First, let me offer a few broad remarks. An article like this involves trying to put into rather simple terms what are actually some rather quite complex and detailed historical, theological and ecclesiastical matters. So my aim here is to simply offer a popular-level rendition of things, not a PhD thesis.
As to terminology, the Greek term ‘apocrypha’ means ‘hidden’ or ‘hard to understand’. There are various books considered to be apocryphal, and they exist in both Old Testament and New Testament forms. Here I am only focusing on what is known as the OT Apocrypha.

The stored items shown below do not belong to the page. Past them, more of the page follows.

PR #8514, opened 2023-04-24
aws - add pinpoint resource

### LINKED ISSUE #8495: aws - Pinpoint resource support
### Describe the feature

Support for AWS resource `Pinpoint`

Goal: 
- Pinpoint apps should be tagged

_No response_

timmygrable:
Closes #8495


PratMis:
The [get_apps](https://boto3.amazonaws.com/v1/documentation/api/1.26.85/reference/services/pinpoint/client/get_apps.html) api call here seems to be returning `tags` but they are not in a format that custodian uses. If you look at other resources, the Tags come back as `Tags: [{Key: xyz, Value: abc}]`. You may need an augment function to fix the format here

c7n/resources/pinpoint.py
```diff
@@ -0,0 +1,26 @@
...
+        universal_taggable = True
+        cfn_type = 'AWS::Pinpoint::App'
+        arn = "Arn"
+        permission_prefix = 'mobiletargeting'
+
+    def augment(self, resources):
+        for resource in resources:
+            tags = resource.get('tags', {})
+            formatted_tags = [{'Key': k, 'Value': v} for k, v in tags.items()]
+            resource['Tags'] = formatted_tags
```
ajkerrigan, line 25: This feels like a nice touch :+1: . As far as I can tell we don't _need_ it since [this](https://github.com/cloud-custodian/cloud-custodian/blob/2c8f8afb8d070f1f9df56d77ea69adfbd02e503a/c7n/filters/core.py#L247-L248) should allow the value filter's `tag:<tag>` convenience logic to still work. But having tags in both forms is probably handy.

ajkerrigan (approved):
Looks good, thanks!

PR #8517, opened 2023-04-25
gcp - region psuedo resource from static data, and makefile data update target

kapilt:
many gcp resources are increasingly regional based, we should model and support
region modeling, for pass on the cli in similiar fashion to how we support it for
aws. at the moment we default to global semantics.

we have some extant prs that are using a trick of modeling a region as a resource type
to enable the region specific resource as a child resource, so try and preserve region 
as a resource for that usage.

- releng - add makefile target for updating data sets
- gcp - add region data
- gcp - pseudo resource for regions


thisisshi (approved):

ajkerrigan (approved):
thanks, good to consolidate those data refreshes :+1:

Issue #5906, opened 2020-06-29
vpc.filter.used to filter out vpcs not being used so can focus attention where on risks where resources are deployed


FireballDWF:
vpc.filter.used would return only vpcs which have 1 or more ENI's associated with the VPC.

Use case is to be able to filter out VPCs not being used, as they risk of non-compliant with other filters is lower if VPC not being used.  For example, as VPC without flow-logs being configured is higher priority when there is an ENI in it than if there are no ENI's in it.

PR #8521, opened 2023-04-26
Add `ip-address-usage` filter for `aws.subnet`

### LINKED ISSUE #390: find unused subnet
and action for delete, subnets report their used/total so this should be easy.

ajkerrigan:
Add a filter to check for used IP space within a subnet. Note that there's a judgement call here around the "is my subnet _really_ unused?" case. My take is that reliably answering that question is a _lot_ more work and will silently become out of date any time AWS releases a new service that consumes VPC addresses.

Even ruling that out, it's convenient to look at IP space usage over time. Both to look for subnets that appear unused and for the opposite case of subnets whose IP space is nearly exhausted.

Closes #390
Also relates to #5906

### DIFF
--- a/c7n/resources/vpc.py
+++ b/c7n/resources/vpc.py
@@ -556,7 +556,7 @@ class SubnetIpAddressUsageFilter(ValueFilter):
 
     def augment(self, resource):
         cidr_block = parse_cidr(resource['CidrBlock'])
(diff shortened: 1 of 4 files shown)


thisisshi (approved):
lgtm, thanks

Catholics and Protestants both agree on the 27 books in the New Testament. The main issue of contention has to do with why Catholic Bibles contain some of these other books, while most Protestant Bibles today do not. While the lists can vary, the books or parts of books found between the OT and NT are these:
1 & 2 Esdras
Additions to Esther
The Wisdom of Solomon
Ecclesiasticus (the Wisdom of Sirach)
The Song of the Three Children
Bel and the Dragon
The Prayer of Manassah
1 & 2 Maccabees
They were written between around 300 B.C. and A.D. 70. While Protestants call these books apocryphal, Catholics call them deuteronomical (literally, second canon). The Greek word ‘canon’ literally means ‘measuring stick,’ and the term has come to be known as defining which books are actually God’s inspired word.

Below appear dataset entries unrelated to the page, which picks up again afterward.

PR #8526, opened 2023-05-01
update EBS retrieved information

ikraemer-dd:


c7n/resources/ebs.py
```diff
@@ -47,6 +47,8 @@ class resource_type(TypeInfo):
         arn_type = 'snapshot'
         enum_spec = (
             'describe_snapshots', 'Snapshots', None)
+        detail_spec = (
+            'describe_snapshot_attribute', 'SnapshotId', 'SnapshotId', None, {'Attribute': 'createVolumePermission'})
```
kapilt, line 51: this is better modeled as a separate filter, specific to snapshots, this is already covered by the cross-account access filter.

ikraemer-dd: Good call, thank you!

PR #8530, opened 2023-05-02
feat: implement delete ECS cluster

sontek:
I wanted to delete some ECS clusters using a policy like:

```yaml
vars:
  name_filter: &name_filter
    type: value
    key: replace-me
    op: regex
    value: '^func-\d+-'
  time_filter: &time_filter
    or:
      - "tag:DeleteAfter": absent
      - type: value
        key: tag:DeleteAfter
        op: ge
        value_type: age
        value: 0

policies:
  - name: nightly-cleanup-old-ecs-clusters
    resource: aws.ecs
    filters:
      - <<: *name_filter
        key: clusterName
      - *time_filter
    actions:
      - type: delete
        force: true
```

and realized it only supported `mark-for-op` and wanted to open this PR up for discussion.    If it is acceptable to implement the ability to delete an ECS cluster I'll write the tests and complete the PR.   Let me know!

### DIFF
--- a/c7n/resources/ecs.py
+++ b/c7n/resources/ecs.py
@@ -644,6 +644,71 @@ class DeleteTaskDefinition(BaseAction):
             for chunk in chunks(task_definitions_arns, size=10):
                 retry(client.delete_task_definitions, taskDefinitions=chunk)
 
+@ECSCluster.action_registry.register('delete')
+class DeleteCluster(BaseAction):
+    """Delete/Terminate an ECS Cluster.
+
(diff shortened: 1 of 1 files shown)


kapilt:
sounds good to me. one thing to check, it does raise some open questions about orphan resources if the cluster is using ec2 compute nodes.

howbazaar:
@kapilt what do we need to move this forwards?

kapilt:
@howbazaar unit tests, and documentation on usage.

So what we have is a different understanding by Catholics and Protestants as to what the biblical canon actually is. The question is, why do Protestant Bibles not have these extra books? Let me answer this in part by offering a very brief and very sketchy look at the somewhat complicated historical situation.

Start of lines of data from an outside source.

PR #8533, opened 2023-05-03
core - add ability to add custom functions to jmespath

thisisshi:
Adds the ability to include custom jmespath functions for use anywhere we express jmespath queries

This came up in the finops slack where there was a question around copy-related-tag(s) from a lambda function to its corresponding cloudwatch log group. The Cloudwatch log group follows the convention of `/aws/lambda/$function_name` but there's no way to do that in jmespath currently. There are enhancement proposals/issues here:
- https://github.com/jmespath/jmespath.site/issues/35
- https://github.com/jmespath/jmespath.jep/issues/26
- https://github.com/jmespath/jmespath.jep/issues/3
- https://github.com/jmespath/jmespath.py/issues/167
- https://github.com/jmespath/jmespath.jep/issues/5

jmespath's python library includes a way to include custom functions via its `jmespath.functions.Functions` class, which is utilized in this PR.

extant usage of jmespath should be preserved, as we're utilizing `functools.partial` to inject the additional options into the call, so extant call sites should continue to behave as normal and new `jmespath.search` and `jmespath.compile.search` calls should also be fine.

```yaml
policies:
  - name: copy-related-tag-with-split
    resource: aws.log-group
    filters:
      - type: value
        key: logGroupName
        value: "/aws/lambda/"
        op: in
        value_type: swap
    actions:
      - type: copy-related-tag
        resource: aws.lambda
        key: "split(`/`, logGroupName)[-1]"
        tags: "*"
```

Screen Shot 2023-05-05 at 11 03 06 AM


ajkerrigan (commented):
Love it. I'm all for giving jmespath some more smarts and this seems like a reasonable way to handle it :+1: . I know the idea of extending jmespath from the c7n side has come up before, with `split()` and slicing being recurring patterns. Thanks for jumping on this.

kapilt:
seems cool, but needs docs, else its not discoverable.

thisisshi:
@kapilt updated with docs and test

c7n/__init__.py
```diff
@@ -1,3 +1,14 @@
 # Copyright The Cloud Custodian Authors.
 # SPDX-License-Identifier: Apache-2.0
 #
+
+import jmespath
+from functools import partial
+from c7n.utils import C7NJmespathFunctions
+
+jmespath.search = partial(
```
kapilt, line 9: generally global monkey patching is pretty suspect as it can cause all kinds of unexpected issues.

the alternative would be to have explicit utility function in utils and update relevant call sites to use.

I'll note this is also incompatible with compiled usage, as is common in value filter for example.

adding jmes_search and jmes_compile

thisisshi: yea, you're right. updated to use `jmespath_search` and `jmespath_compile` throughout the callsites

tools/c7n_mailer/c7n_mailer/utils.py
```diff
@@ -9,10 +9,11 @@
 import yaml
 
 import jinja2
-import jmespath
 from dateutil import parser
 from dateutil.tz import gettz, tzutc
 
+from c7n.utils import jmespath_search
```
kapilt, line 15: technically mailer doesn't have a runtime dependency on c7n, so we should just leave the default here afaics.

kapilt (approved):
lgtm, one minor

The Old Testament comes to us in two main forms: the original Hebrew version and the later Greek version (the Septuagint, or LXX). Simply put, the Hebrew Bible contains what we now know as the 39 books of the OT. They are broken down into some 22-24 books in the Hebrew Bible, because we have split a number of them up. For example, 1&2 Kings was originally one book, and the 12 minor prophets were one book, etc.
But the LXX did contain a number of extra books not found in the Hebrew Bible. As a Jew who knew Hebrew, Jesus relied on the Hebrew Bible, as did the Apostle Paul. But by this time many Jews no longer knew Hebrew, and as later converts came along, especially Greek-speaking gentiles, the LXX came to be used much more often.
Early church fathers such as Origen, Cyril of Alexandria and Athanasius used and preferred the Hebrew Bible. When Jerome was commissioned by the Roman bishop in 382 to produce a Latin version of the Bible (the Vulgate), he followed in this pattern. However, as a result of correspondence back and forth with Augustine, he was persuaded to make use of the LXX instead, thus the addition of the Apocrypha.
But Jerome still felt that these extra books, while of some use for the edification of believers, were not properly to be thought of as being in the biblical canon. He also said that they were not to become the basis of formulating Christian doctrine.
Several regional councils, such as the Third Council of Carthage (397), affirmed this new listing as found in the Vulgate, but not the larger, universally recognised, ecumenical councils. Things basically remained this way until the time of the Reformation. By this point knowledge of the original languages was picking up steam, and manuscript discoveries were helping in the process of Bible translation.
The Reformers emphasised sola scriptura (Scripture alone) and so the question arose, what is the actual canon of Scripture? Luther had reacted to some church doctrines like purgatory and praying for the dead as found in 2 Maccabees 12.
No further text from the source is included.